The Book of Secrets - Deepak Chopra [86]
The present moment is really an opening, so it has no duration—you are in the now when time ceases to exist. Perhaps the best way to gain such an experience is to realize that the word present is linked to the word presence. When the present moment becomes filled with a presence that is all-absorbing, completely at peace, and totally satisfying, you are in the now.
Presence isn’t an experience. Presence is felt whenever awareness is open enough. The situation at hand doesn’t have to bear any responsibility. Paradoxically, someone can be in intense pain, only to find that in the middle of his suffering, the mind—unable to tolerate the body’s torment—suddenly decides to abandon it. This is particularly true of psychological pain—soldiers caught in the terror of battle report a moment of liberation when intense stress is replaced by a rush of ecstatic release.

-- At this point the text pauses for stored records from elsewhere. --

PR #810, opened 2021-03-04
feat(java): add LTS versioning scheme and releaser

chingor13:
Adds a custom versioning scheme for Java.

To support service pack/LTS releases, we use a separate versioning scheme. The first LTS release after a mainline release will bump 1 patch version and add the `-lts.1` qualifier. Future LTS releases to that branch will bump the LTS number (e.g. the next version would be `-lts.2`.

This also converts the JavaBom releaser to use stable branch names.

Example PRs:
[snapshot after branch created](https://github.com/googleapis/java-trace/pull/444)
[LTS release PR](https://github.com/googleapis/java-trace/pull/445)


src/releasers/java-bom.ts
```diff
@@ -12,213 +12,71 @@
...
 
-export class JavaBom extends ReleasePR {
-  protected async _run(): Promise<number | undefined> {
-    const versionsManifestContent = await this.gh.getFileContents(
-      'versions.txt'
-    );
-    const currentVersions = VersionsManifest.parseVersions(
-      versionsManifestContent.parsedContent
-    );
+export class JavaBom extends JavaYoshi {
```
bcoe, line 30: awesome, I love that you can extend the `JavaYoshi` base class now.

src/releasers/java-yoshi.ts
```diff
@@ -50,10 +47,19 @@ const CHANGELOG_SECTIONS = [
 ];
 
 export class JavaYoshi extends ReleasePR {
+  private versionsManifestContent?: GitHubFileContents;
+
+  protected async getVersionManifestContent(): Promise<GitHubFileContents> {
+    if (!this.versionsManifestContent) {
+      this.versionsManifestContent = await this.gh.getFileContents(
+        'versions.txt'
```
bcoe, line 55: maybe add a TODO to consolidate with @joeldodge79's manifest format eventually, if we can figure out an approach that works for both needs?

src/releasers/java/version.ts
```diff
@@ -14,49 +14,57 @@
...
-    let extra = '';
-    let snapshot = false;
-    if (match[5]) {
-      extra = match[4];
-      snapshot = match[5] === '-SNAPSHOT';
-    } else if (match[4]) {
-      if (match[4] === '-SNAPSHOT') {
-        snapshot = true;
+    let lts = undefined;
+    if (match[4]) {
```
bcoe, line 58: I'd be tempted to use named regexes here, just so we have less magic numbers.

src/releasers/java/version.ts
```diff
@@ -14,49 +14,57 @@
 
 import {BumpType} from './bump_type';
 
-const VERSION_REGEX = /(\d+)\.(\d+)\.(\d+)(-\w+)?(-SNAPSHOT)?/;
+const VERSION_REGEX = /(\d+)\.(\d+)\.(\d+)(-.+)?/;
```
bcoe, line 17: wondering if it's worth pulling these files into a `utils/` subfolder, maybe it's not worth the extra nesting? i'm on the fence.

bcoe (approved):
I was picturing us making the version bumping configurable, I like the approach you've instead taken of introducing a new releaser -- seems like it's ultimately a bit less complex.

I think it might be worth us adding some guides, such as `docs/java-releases.md` to a `docs` folder, so that external users can learn about our best practices -- what releasers are good for what tasks.

Perhaps open an enhancement issue for this?

PR #814, opened 2021-03-09
refactor(manifest): cache parsed json for config and manifest

joeldodge79:
While trying to add `"release-as"` and `"boostrap-sha"` config options (PR to come), it became apparent the current method of storing only the `GitHubFileContents` version of the config and manifest made it awkward to refer to those objects again (i.e. having to re-parse the "raw" version)

- `this.headManifest` and `this.configFile` now refer to their parsed data
- moved `readConfig` parsing into `getConfigJson`

### DIFF
--- a/src/manifest.ts
+++ b/src/manifest.ts
@@ -39,19 +39,19 @@ import {
 } from './github-release';
 import {OpenPROptions} from './release-pr';
 
-interface ReleaserConfig {
+interface ReleaserConfigJson {
   'release-type'?: ReleaseType;
   'bump-minor-pre-major'?: boolean;
   'changelog-sections'?: ChangelogSection[];
   'release-draft'?: boolean;
 }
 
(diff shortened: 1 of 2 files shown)


bcoe (approved):

src/manifest.ts
```diff
@@ -127,27 +132,24 @@ export class Manifest {
...
   }
 
-  protected async getManifest(): Promise<GitHubFileContents>;
-  protected async getManifest(
-    sha: string
-  ): Promise<GitHubFileContents | undefined>;
-  protected async getManifest(
-    sha?: string
-  ): Promise<GitHubFileContents | undefined> {
+  protected async getManifestJson(): Promise<object>;
```
bcoe, line 140: curious why we use the fairly generic `object` type here?

joeldodge79: kinda lame - I'm pushing an update that locks the types down more strictly.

Ecstasy changes everything. The body is no longer heavy and slow; the mind stops experiencing its background music of sadness and fear. There is a dropping away of personality, replaced by the sweetness of nectar. This sweetness can linger a long time in the heart—some people say it can be tasted like honey in the mouth—but when it leaves, you know beyond doubt that you have lost the now. In the mind’s scrapbook, you can insert a picture of perfect bliss, and that becomes like the first taste of ice cream, an unattainable goal you keep running after, only to find that ecstasy remains out of reach.

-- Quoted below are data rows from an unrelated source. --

PR #820, opened 2021-03-10
refactor(manifest): bootstrap-sha and release-as

joeldodge79:
Two new manifest config options:
1. bootstrap-sha: optional top-level only
  - The first time `manifest-pr` is run against a repo (or setup for
  the first time on a new `--default-branch`), it will not find a
  previously merged PR as the starting point to collect commits for
  determine the next release/changelog. The default behavior is to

The secret of ecstasy is that you have to throw it away once you’ve found it. Only by walking away can you experience the present moment again, the place where presence lives. Awareness is in the now when it knows itself. If we take away the vocabulary of sweetness and bliss and nectar, the quality that is missing in most people’s lives, the biggest thing that keeps them from being present, is sobriety. You have to be sober before you can be ecstatic. This isn’t a paradox. What you’re hunting for—call it presence, the now, or ecstasy—is totally out of reach. You cannot hunt it down, chase after it, command it, or persuade it to come to you. Your personal charms are useless here, and so are your thoughts and insights.
Sobriety begins by realizing, in all seriousness, that you have to throw away almost every strategy that you’ve been using to get what you want. If that’s at all intriguing, then carry out your sober intent to release those futile strategies as follows:
SPIRITUAL SOBRIETY
Getting Serious About Being in the Present
Catch yourself not paying attention.
Listen to what you’re actually saying.
Watch how you react.
Remove yourself from the details.
Follow the rise and fall of energy.
Question your ego.
Immerse yourself in a spiritual milieu.
These instructions could come directly from a ghost hunter’s handbook, or the hunter of unicorns. The present moment is more elusive than either, but if you want to get there passionately enough, sobriety is the program you need to set up.
Not paying attention: The first step is neither mystical nor extraordinary. When you observe that you’re not paying attention, don’t indulge your wandering. Come back to where you are. Almost instantly you’ll discover why you wandered away. You were either bored, anxious, insecure, worrying about something else, or anticipating a future event. Don’t evade any of those feelings. They are ingrained habits of awareness, habits you have trained yourself to follow automatically.